Exercise requirements: The following entries are to be retyped in full, exactly as written.

Information shown:
____
PR #4341, opened 2023-07-18
firecracker_test: switch to use mirror.gcr.io

sluongng:
It seems like we are experiencing serious flake because our test would
pull image from marketplace.gcr.io which requires credentials.

Side-step the credential issue completely by pulling from GCP's mirror
of Docker's public container registry "docker.io".

### DIFF
--- a/enterprise/server/remote_execution/containers/firecracker/firecracker_test.go
+++ b/enterprise/server/remote_execution/containers/firecracker/firecracker_test.go
@@ -45,11 +45,11 @@ import (
 )
 
 const (
-	busyboxImage = "docker.io/library/busybox:latest"
+	busyboxImage = "mirror.gcr.io/library/busybox:latest"
 	// Alternate image to use if getting rate-limited by docker hub
 	// busyboxImage = "gcr.io/google-containers/busybox:latest"
 
-	ubuntuImage              = "marketplace.gcr.io/google/ubuntu2004"
+	ubuntuImage              = "mirror.gcr.io/library/ubuntu:20.04"
 	imageWithDockerInstalled = "gcr.io/flame-public/executor-docker-default:enterprise-v1.6.0"
 
 	// Minimum memory needed for a firecracker VM. This may need to be increased


dockerfiles/executor_image/data/registries.conf
```diff
@@ -7,15 +7,3 @@ prefix = "docker.io"
...
-# hand-copied those to quay, using skopeo copy --all ...
-[[registry]]
-prefix="docker.io/library"
-location="quay.io/libpod"
-
-# 2021-03-23 these are used in buildah system tests, but not (yet?) listed in the global shortnames.conf.
-[aliases]
-busybox="docker.io/library/busybox"
-ubuntu="docker.io/library/ubuntu"
-php="docker.io/library/php"
```
bduffany, line 21: cc @luluz66 any idea if this change would break any existing use cases?

sluongng: I think this was taken as-is from an older version of https://github.com/containers/podman/blob/main/test/registries.conf

I think the removed part is only relevant to RedHat / Podman-specific setup.

luluz66: This looked fine to me; but probably run a few builds in dev to make sure we didn't break anything.

luluz66 (approved):

dockerfiles/executor_image/data/registries.conf
bduffany: Can you revert this specific diff since it's unrelated to the PR? We can revisit later if it's needed, but would prefer to avoid unnecessary churn here.

tylerwilliams: +1 -- this looks fine to move to another CL

sluongng: Reverted that chunk. Will move to another PR

sluongng: created https://github.com/buildbuddy-io/buildbuddy/pull/4350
____
Written response:
PR #4341, opened 2023-07-18
firecracker_test: switch to use mirror.gcr.io

sluongng:
It seems like we are experiencing serious flake because our test would
pull image from marketplace.gcr.io which requires credentials.

Side-step the credential issue completely by pulling from GCP's mirror
of Docker's public container registry "docker.io".

### DIFF
--- a/enterprise/server/remote_execution/containers/firecracker/firecracker_test.go
+++ b/enterprise/server/remote_execution/containers/firecracker/firecracker_test.go
@@ -45,11 +45,11 @@ import (
 )
 
 const (
-	busyboxImage = "docker.io/library/busybox:latest"
+	busyboxImage = "mirror.gcr.io/library/busybox:latest"
 	// Alternate image to use if getting rate-limited by docker hub
 	// busyboxImage = "gcr.io/google-containers/busybox:latest"
 
-	ubuntuImage              = "marketplace.gcr.io/google/ubuntu2004"
+	ubuntuImage              = "mirror.gcr.io/library/ubuntu:20.04"
 	imageWithDockerInstalled = "gcr.io/flame-public/executor-docker-default:enterprise-v1.6.0"
 
 	// Minimum memory needed for a firecracker VM. This may need to be increased


dockerfiles/executor_image/data/registries.conf
```diff
@@ -7,15 +7,3 @@ prefix = "docker.io"
...
-# hand-copied those to quay, using skopeo copy --all ...
-[[registry]]
-prefix="docker.io/library"
-location="quay.io/libpod"
-
-# 2021-03-23 these are used in buildah system tests, but not (yet?) listed in the global shortnames.conf.
-[aliases]
-busybox="docker.io/library/busybox"
-ubuntu="docker.io/library/ubuntu"
-php="docker.io/library/php"
```
bduffany, line 21: cc @luluz66 any idea if this change would break any existing use cases?

sluongng: I think this was taken as-is from an older version of https://github.com/containers/podman/blob/main/test/registries.conf

I think the removed part is only relevant to RedHat / Podman-specific setup.

luluz66: This looked fine to me; but probably run a few builds in dev to make sure we didn't break anything.

luluz66 (approved):

dockerfiles/executor_image/data/registries.conf
bduffany: Can you revert this specific diff since it's unrelated to the PR? We can revisit later if it's needed, but would prefer to avoid unnecessary churn here.

tylerwilliams: +1 -- this looks fine to move to another CL

sluongng: Reverted that chunk. Will move to another PR

sluongng: created https://github.com/buildbuddy-io/buildbuddy/pull/4350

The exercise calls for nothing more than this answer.